* What the task requires: Where does the word "Ember" show up in the records? Copy every line that has it.

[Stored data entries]

*** Block opens ***

PR #1748, opened 2015-12-08
DAT-3555 | set max-width to arbitrary value

idradm:
https://wikia-inc.atlassian.net/browse/DAT-3555

### DIFF
--- a/front/styles/main/module/article/_portable-table.scss
+++ b/front/styles/main/module/article/_portable-table.scss
@@ -1,6 +1,6 @@
 $portable-table-cell-horizontal-padding: 56px;
 $portable-table-cell-vertical-padding: 12px;
-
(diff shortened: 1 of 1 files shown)


front/styles/main/module/article/_portable-table.scss
```diff
@@ -28,6 +28,11 @@ $portable-table-cell-vertical-padding: 12px;
 table[data-portable="true"] {
 	font-size: $type-smallest;
 
+	// overrides default img styles for proper rendering inside tables
+	img {
+		max-width: $portable-table-cell-horizontal-padding * 3;
```
SebastianMarzjan: Given the fact that it's a product of a var and an arbitrary multiplier, I suggest moving it to a separate var at the top

RafLeszczynski:
LGTM

PR #1750, opened 2015-12-09
INT-294 | Update text for Star Wars campaign

perjg:


perjg:
Merging this minor content change immediately.

PR #1751, opened 2015-12-09
INT-284 | Switched from nodemon to gulp-develop server for Japan HP

perjg:
Originally used nodemon to monitor and restart the node process on file changes for Japan HP. At some point it started to malfunction causing infinite restarts (likely due to a nodemon version mismatch).

To work around this, I switched to using gulp-develop-server instead. This should match the main Mercury app better too.

https://wikia-inc.atlassian.net/browse/INT-284


homepage/gulp/tasks/watch.js
```diff
@@ -25,13 +21,12 @@ gulp.task('watch', ['build-combined'], function () {
...
-		ext: 'js html',
-		env: { 'NODE_ENV': options.env },
-		tasks: ['lint'],
-	}).on('start', function () {
-		reload(path);
+	server.listen({ path: paths.server.homepage.script });
+
+	// Restart server
+	gulp.watch(paths.server.homepage.watch, function (event) {
+		console.log('Restarting server due to file change: ' +  event.path);
```
mari-mcmurtrie: Do you want to console.log() ? Is this server-side code?

mari-mcmurtrie:
Not sure about console.log but other than that, it is LGTM.

perjg:
This is for the gulp tasks that run when you do 'npm run dev' - so the console.log is there to show a notification whenever the server side code is automatically restarted.

PR #1769, opened 2015-12-10
INT-279: JP homepage - login icon missing

mari-mcmurtrie:
I found that there is an extra "/" in request to check user login status. The URL was "https://services.wikia.com/helios//info?code=..." (notice "//" before "info"). I am not 100% sure if this is a cause of failure because I cannot hit the URL from my development environment: I always got 403 Forbidden no matter what. I talked to service team and they say the given url is now only allowed internally, that I am still investigating what it means "internal". 

@perjg how do we test Japan HP, given that URL to hit helios is production URL (no switch between dev or production). Do you stage this in sandbox?

### DIFF
--- a/homepage/config/localSettings.base.js
+++ b/homepage/config/localSettings.base.js
@@ -8,9 +8,15 @@ var deepExtend = require('deep-extend'),
 		authCookieDomain: 'wikia.com',
 		// Targeted environment [prod|preview|verify|dev|testing]
 		//environment: Utils.getEnvironment(process.env.WIKIA_ENVIRONMENT),
-		// Login
+
 		helios: {
-			host: process.env.HELIOS_HOST,
+			path: '/auth',
+			usernameMaxLength: 50,
+			passwordMaxLength: 50
+		},
+		whoAmIService: {
+			path: '/whoami',
+			timeout: 3000
 		},
 		host: process.env.HOST,
 		logger: 'syslog',
--- a/homepage/front/styles/theme/_icons.scss
+++ b/homepage/front/styles/theme/_icons.scss
@@ -1,16 +1,17 @@
 .icon {
-	$nav-icon-size: rem-calc(45);
+	$nav-icon-size: rem-calc(28);
 
 	&.avatar {
+		border: #c7d1d8 1px solid;
 		border-radius: 50%;
 		height: $nav-icon-size;
-		padding: rem-calc(6);
+		margin-top: 3px;
 		width: $nav-icon-size;
 	}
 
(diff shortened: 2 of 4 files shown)


tomasznapieralski:
LGTM

perjg:
The extra '/' was put in there to handle this.baseUrl both with and without trailing '/' (it is set from an environment variable).

```
var url = require('url')

var test1 = 'http://www.ulv.no/test';
var test2 = 'http://www.ulv.no/test/';

url.resolve(test1 + '/', 'hello')
 -> 'http://www.ulv.no/test/hello'

url.resolve(test1, 'hello')
 -> 'http://www.ulv.no/hello'

url.resolve(test2 + '/', 'hello')
 -> 'http://www.ulv.no/test//hello'
url.resolve(test2, 'hello')
 -> 'http://www.ulv.no/test/hello'
```

If this is the cause of the problem, I would expect it to always fail, but the issue shows up only for some users and not all the time.

mari-mcmurtrie:
Unfortunately, this did not fix the issue. I am still developing.

kvas-damian:
@mari-mcmurtrie It looks that the resource you're trying to use was removed.

See: https://wikia-inc.atlassian.net/browse/SERVICES-581

BTW for access_token validation it's recommended to use whoAmI service.

perjg:
@kvas-damian Do you know where I can find information on the whoAmI service?

kvas-damian:
When I was switching mercury to WhoAmI swagger documentation was broken. You can follow our implementation here: https://github.com/Wikia/mercury/blob/d315857546dbc9d61c134e63a2221633b49fa0fd/server/lib/WikiaSession.js#L57

perjg:
@mari-mcmurtrie I've deployed your change to sandbox-japan (http://sandbox-japan.ja.wikia.com/) and it works well.

One minor thing is that your code uses the Wreck library for the GET request, but the rest of the code uses the request library. It doesn't affect functionality, but for consistency we should use a single library.

To fix that, I pushed a new commit that changes back to using the request library. I also added one extra minor fix where the default avatar icon is used as a fallback should any of the api calls fail for any reason.

Please have a look at my new commit.

mari-mcmurtrie:
Thanks @perjg . I did not know how to set cookie with existing library. Thanks for fixing it. I think default icon url was never set so I set it. I stage this in preview again and check.

perjg:
@mari-mcmurtrie LGTM on your latest fixes.
I checked on preview.ja.wikia.com, and it works well.

PR #1778, opened 2015-12-15
INT-206: Re-style search box in top nav for Japan HP

mari-mcmurtrie:
1) change the text to say "すべてのコミュニティを検索"
2) fix the distorted search icon (looks stretched)
3) center both in the middle of the search box (currently it looks like it's lower than the center)

Ticket: https://wikia-inc.atlassian.net/browse/INT-206


perjg:
LGTM

PR #1781, opened 2015-12-15
XW | change systemjs/builder version to 0.14.11

bognix:
Fixing this issue - https://github.com/systemjs/builder/issues/386 - broke our code.
It changed order of loading our dependencies (app was loaded after model/user.js and CurrentUser, instead being loaded before them)


tomasznapieralski:
LGTM

rogatty:
LGTM

PR #1782, opened 2015-12-15
VE-2116: Change the usage of addmediatemporary and addmediapermanent APIs

inez:
Specifically this change is about retrieving token first and then passing it to the API call. It's going to be required after merging: https://github.com/Wikia/app/pull/9315

This change can be merged and released before the other one is - and that's the right way of doing it.


inez:
@mari-mcmurtrie I think you worked on this feature originally - so you might want to take a look as well.

inez:
@Grunny Or maybe you want to take a look? :)

Grunny:
LGTM.

pauloslund:
:+1:

front/scripts/main/models/article-add-photo.js
```diff
@@ -145,30 +145,34 @@ App.ArticleAddPhotoModel.reopenClass(
...
-						if (resp && resp.addmediapermanent) {
-							resolve(resp.addmediapermanent);
-						} else if (resp && resp.error) {
-							reject(resp.error.code);
-						} else {
-							reject();
-						}
-					},
-					error: (err) => reject(err)
+			return this.getEditToken(title)
```
bognix: I'm not sure if it's the best idea to call instance method (`this.editToken`) from within static function. Even though it works right now it may cause some problems in the future (in case Ember changes the way how objects are created and stored in memory). I would consider creating plain ES6 module with getEditToken function exported and call it from within this model. I would suggest something like utils dir (check out http://ember-cli.com/user-guide/#module-directory-naming-structure)

inez: @bognix Are you sure that permanentUpload is a static method?

rogatty: It's not static per se but it's defined inside `reopenClass` which makes it a class method, not an instance one. `this.editToken` probably works only because we use a mixin (I'm not sure how exactly it works, but as you can see it's messy).
Moving `getEditToken` to a regular module inside /front/scripts/main/utils instead of a mixin would make this situation more straightforward.

inez: I agree. It will be nice to have a "general" util method for retrieving token.

inez:
Hey. This is ready for another round of code review.

front/scripts/main/utils/edit-token.js
```diff
@@ -1,10 +1,10 @@
-export default Ember.Mixin.create({
+export default {
 
 	/**
 	 * @param {string} title
 	 * @returns {Ember.RSVP.Promise}
 	 */
-	getEditToken(title) {
+	getToken(title) {
```
rogatty: This is the only method here so how about `export default function (title) {`? Then you would import it as
```
import getEditToken from '../utils/edit-token'
```

rogatty:
One suggestion, but it LGTM

PR #1786, opened 2015-12-16
SOC- remove crumb

kvas-damian:
For better caching let's remove crumb CSRF protection.

We shouldn't pass CSRF tokens in cookies because:
* we break caching assets - ```Vary: cookie```
* users can't use application in many tabs at once

To solve that we should use hidden input in forms.


kvas-damian:
Ping @hakubo @vforge @rogatty

vforge:
LGTM

rafalkalinski:
LGTM

PR #1796, opened 2015-12-17
XW-121 | Used fixed version of dependencies

bognix:
PR to release: https://github.com/Wikia/mercury/pull/1800


tomasznapieralski:
LGTM :+1:

rogatty:
LGTM

hakubo:
LGTM - it would be cool to automate checking it, so we don't add back again ~ by accident

hakubo:
hmm that should work: `cat package.json | jq '.devDependencies[]' -Mr | grep '[x\^~]' > /dev/null`
:)

bognix:
@hakubo - not exactly, it would fail if we have something like Wikia/x#v2.0.0 (because you are testing against "x" presence

PR #1802, opened 2015-12-18
SOC-1763 | Prevented opening links in discussion posts from forum view

Bloodmoon24:
https://wikia-inc.atlassian.net/browse/SOC-1763
@kvas-damian @bkoval please CR

### DIFF
--- a/front/scripts/main/components/post-detail.js
+++ b/front/scripts/main/components/post-detail.js
@@ -45,7 +45,7 @@ export default Ember.Component.extend(
 		actions: {
 			/**
 			 * @param {number} postId
-			 * @param {object} event
+			 * @param {MouseEvent} event
 			 * @returns {void}
 			 */
 			goToPost(postId, event) {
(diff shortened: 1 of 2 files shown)


front/scripts/main/components/post-detail.js
```diff
@@ -49,6 +49,7 @@ export default Ember.Component.extend(
 			 * @returns {void}
 			 */
 			goToPost(postId, event = {}) {
+				event.preventDefault();
```
bkoval: This triggers "Uncaught SyntaxError: Unexpected token .(…)" when event is an empty object (as in default parameter).  Maybe check for if (typeof event.preventDefault === 'function')?

Bloodmoon24: After analysis and tests there is no more need of ``` event = {} ``` All using cases are passing event to action, so that if is no needed. Thanks for hint!

bkoval:
LGTM

front/scripts/main/components/post-detail.js
```diff
@@ -48,7 +48,8 @@ export default Ember.Component.extend(
 			 * @param {object} event
```
rogatty: It's `MouseEvent` type, right? https://developer.mozilla.org/en-US/docs/Web/API/MouseEvent

rogatty:
LGTM

PR #2182, opened 2016-03-16
CE-3508: Hide infobox field about which we ask

lukaszkonieczny:
## Links

* https://wikia-inc.atlassian.net/browse/CE-3508
* https://wikia-inc.atlassian.net/browse/CE-3473

## Description

Hide infobox field about which is question about

## Reviewers


front/main/app/components/portable-infobox-question.js
```diff
@@ -21,66 +21,114 @@ export default Ember.Component.extend(
...
+				});
+			}
+
+			return experimentWikiPage;
 		}),
+		hideInfoboxField(field, value) {
+			Ember.$('.portable-infobox').find('h3').filter(function () {
+				if (this.textContent === field) {
+					if (value) {
+						this.hideFieldValue($(this).next('.pi-data-value'), value);
```
Grunny: `this.hideFieldValue` will not be defined in this scope as `this` will refer to the element.

Grunny:
LGTM.

PR #2186, opened 2016-03-16
CE-3513 A solution for iOS+Safari position: fixed bug 

adamkarminski:
## Links

* http://wikia-inc.atlassian.net/browse/CE-3513

## Description
This is bad. This is ugly. But this is also necessary to work around the [position: fixed Safari bug](http://stackoverflow.com/questions/15199072/ios-input-focused-inside-fixed-parent-stops-position-update-of-fixed-elements). For Safari + iOS combination we will make the fixed element an absolute one for the time an input is visible.

Forgive me.

## Reviewers
@Wikia/x-wing @Wikia/community-engineering


front/main/app/components/feedback-form.js
```diff
@@ -63,6 +65,13 @@ export default BottomBanner.extend(
 		displayQuestion: true,
 		displayInput: false,
 		displayThanks: false,
+		isiOS: Ember.computed(() => {
```
kamilkoterba: You don't need computed this should work as simple assignment. Plus consider moving to browser.js util

front/main/app/components/feedback-form.js
```diff
@@ -82,7 +91,19 @@ export default BottomBanner.extend(
 			}
 		},
 		willDestroyElement() {
-			Ember.$(window).off('scroll.feedbackForm');
+			Ember.$(window).off('scroll.feedbackForm').off('scroll.absoluteFeedbackForm');
```
kamilkoterba: I think we might have to cover touchmove event on document as well. Did you test that?

kamilkoterba: or not if it's iOS only solution...

kamilkoterba:
LGTM for an experiment purpose.

PR #2196, opened 2016-03-17
XW-1252 | Fix article related UA events click target context check

Warkot:
## Description

All contexts that were checked later than `.article-image` were treated as `.article-image` (because no `.length` check → and in JS `Boolean([]) === true`).

`.article-image` moved after `figcaption` as the `figcaption` is contained in the `figure` element which has the `.article-image` class. Without this change, all clicks in caption links would return `.article-image`.

## Reviewers

@Wikia/x-wing


vforge:
LGTM

bognix:
LGTM

PR #2199, opened 2016-03-17
Build Step | Quick way to restart the dev app

bkoval:
## Description

Do you need a quick way to restart Mercury when:
* The app crashes
* Your ssh session expires and you don't want to rebuild things, just run the app again
* You stopped a server yourself and you want to rerun it quickly

? :)

This task doesn't do any building. It just starts the app and runs all watchers.

## Reason

It takes my devbox around 65 - 75 seconds to run *npm run dev*, this task runs in 10-15 seconds. 

## RFC

Well, I couldn't come up with a more suitable task name, so feel free to suggest one :) Also, feel free to suggest any other quick restart solutions, whether they already exist in the repo (and I missed to spot them) or they're not there yet.

## Ping

@Wikia/x-wing @rafalkalinski @kvas-damian


rogatty:
Neat! Just add a description to README and will LGTM.

Also, this isn't 100% true:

*** Block closes ***

* Answer box:
bognix: I'm not sure if it's the best idea to call instance method (`this.editToken`) from within static function. Even though it works right now it may cause some problems in the future (in case Ember changes the way how objects are created and stored in memory). I would consider creating plain ES6 module with getEditToken function exported and call it from within this model. I would suggest something like utils dir (check out http://ember-cli.com/user-guide/#module-directory-naming-structure)
-export default Ember.Mixin.create({
 	 * @returns {Ember.RSVP.Promise}
@@ -45,7 +45,7 @@ export default Ember.Component.extend(
@@ -49,6 +49,7 @@ export default Ember.Component.extend(
@@ -48,7 +48,8 @@ export default Ember.Component.extend(
@@ -21,66 +21,114 @@ export default Ember.Component.extend(
+			Ember.$('.portable-infobox').find('h3').filter(function () {
+		isiOS: Ember.computed(() => {
-			Ember.$(window).off('scroll.feedbackForm');
+			Ember.$(window).off('scroll.feedbackForm').off('scroll.absoluteFeedbackForm');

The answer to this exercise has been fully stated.